Generative AI models have recently achieved mainstream attention with the advent of powerful approaches such as SORA, DALL-E and stable diffusion. The underlying breakthrough generative mechanism of denoising diffusion modeling can generate high quality synthetic images and can learn the underlying distribution of complex, high-dimensional data. In our paper, we train conditional latent diffusion models (LDM) and denoising diffusion probabilistic models (DDPM) to provide insight into Alzheimer's disease (AD) effects on the brain's anatomy at the individual level. We first created diffusion models that could generate synthetic MRIs, by training them on real 3D T1-weighted MRI scans, and conditioning the generative process on the clinical diagnosis as a context variable. We conducted experiments to overcome limitations in training dataset size, compute time and memory resources by testing different models, effects of pretraining, training duration. We tested the sampling quality of the disease-conditioned diffusion using metrics to assess realism and diversity of the generated synthetic MRIs. We also evaluated the ability of diffusion models to conditionally sample MRI brains using a 3D CNN-based disease classifier relative to real MRIs. In our experiments, the diffusion models generated synthetic data that helped to train an AD classifier (using only 500 real MRI scans) - and boosted its performance by over 3% when tested on real MRI scans. Further, we used classifier-free guidance to alter the conditioning of an encoded individual scan to its counterfactual (representing a healthy subject of the same age and sex) while preserving subject-specific image details. From this counterfactual image (where the same person appears healthy), a personalized disease map was generated to identify possible disease effects on the brain. Our approach efficiently generates realistic and diverse synthetic data, and may create interpretable AI-based maps for neuroscience research and clinical diagnostic applications.
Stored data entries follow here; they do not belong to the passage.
PR #5265, opened 2017-11-27
[FEATURE] Return pushPayload result by default

Exelord:
Hey, after almost 2 years, are we ready to move further with https://github.com/emberjs/data/pull/4110 ? :)

This PR removes `ds-pushpayload-return` feature flag and enables this behavior by default.

I would love to merge it, so if any further work is required just give me a sign.

### DIFF
--- a/FEATURES.md
+++ b/FEATURES.md
@@ -17,11 +17,6 @@ entry in `config/features.json`.
   `methodForRequest`, `urlForRequest`, `headersForRequest` and `bodyForRequest`
   in the `DS.RESTAdapter`.
 
-- `ds-pushpayload-return` [#4110](https://github.com/emberjs/data/pull/4110)
-
-  Enables `pushPayload` to return the model(s) that are created or
-  updated via the internal `store.push`.
-
 - `ds-payload-type-hooks` [#4318](https://github.com/emberjs/data/pull/4318)
 
   Adds two new hooks `modelNameFromPayloadType` and `payloadTypeFromModelName`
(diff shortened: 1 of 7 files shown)


workmanw:
As the original author of `ds-pushpayload-return` I'm :+1: on this. But I think about 8 months or so ago someone told me this feature was a no go because it restricted future performance improvements that could eventually be made to `pushPayload`. 

That said, hopefully a core team member can chime in and tell us definitively.

sly7-7:
@bmac Are there any discussions on this one ? I'm personnally 👍 but, not aware of the `restricted future performance improvements`thing...

bmac:
Its been a while but I believe the issue was there was a plan to defer the work of creating records until they were needed by the user. Returning them here would force them to always be created by push payload.

I think @igorT had some ideas about making introducing a new api to make this more granular so the user could be specific about if they wanted to "Just push these records into the store and update the source of truth" or "push these records into the store and give me something back".

Exelord:
OK... So we have to wait for the new API :/

sly7-7:
@Exelord For now a quite straightforward workaround could be: https://github.com/emberjs/data/pull/5384#issuecomment-374263288

Exelord:
It's cool but it still expect that I know what is in the response :/ which I dont, tahts why pushPayload was the only way here

runspired:
@Exelord actually it doesn't assume.  In fact quite the opposite. `store.pushPayload` assumed an _incredible_ amount about the payloads it was receiving, usually incorrectly. Users had to massage the payload into a format that was totally different format from what their API gave them and from what their serializer expected just to use the feature. Meanwhile the util method based over `normalizeResponse` give you the exact information you need when you need it for how to properly convert the data to json-api format.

基于去噪扩散模型的反事实MRI生成用于可解释的阿尔茨海默病效应检测。
随着SORA、DALL-E和稳定扩散等强大方法的出现,生成式人工智能模型最近得到了主流的关注。底层突破性的去噪扩散建模生成机制可以生成高质量的合成图像,可以学习复杂高维数据的底层分布。在我们的论文中,我们训练条件潜在扩散模型(LDM)和去噪扩散概率模型(DDPM),以在个体水平上深入了解阿尔茨海默病(AD)对大脑解剖的影响。我们首先创建了可以生成合成MRI的扩散模型,通过在真实的3D t1加权MRI扫描上训练它们,并将临床诊断的生成过程作为上下文变量进行调节。我们通过测试不同的模型、预训练的效果、训练持续时间来克服训练数据集大小、计算时间和内存资源的限制。我们使用度量来评估生成的合成核磁共振成像的真实性和多样性,测试了疾病条件扩散的采样质量。我们还评估了扩散模型使用基于3D cnn的疾病分类器相对于真实MRI有条件地采样MRI大脑的能力。在我们的实验中,扩散模型生成的合成数据有助于训练AD分类器(仅使用500次真实的MRI扫描),并在真实的MRI扫描上测试时将其性能提高了3%以上。此外,我们使用无分类器指导来改变对编码个体扫描的条件反射,使其符合反事实(代表相同年龄和性别的健康受试者),同时保留受试者特定的图像细节。从这个反事实的图像(同一个人看起来很健康)中,生成了一个个性化的疾病地图,以识别可能的疾病对大脑的影响。我们的方法有效地生成真实和多样化的合成数据,并可能为神经科学研究和临床诊断应用创建可解释的基于人工智能的地图。
本文章由计算机程序翻译,如有差异,请以英文原文为准。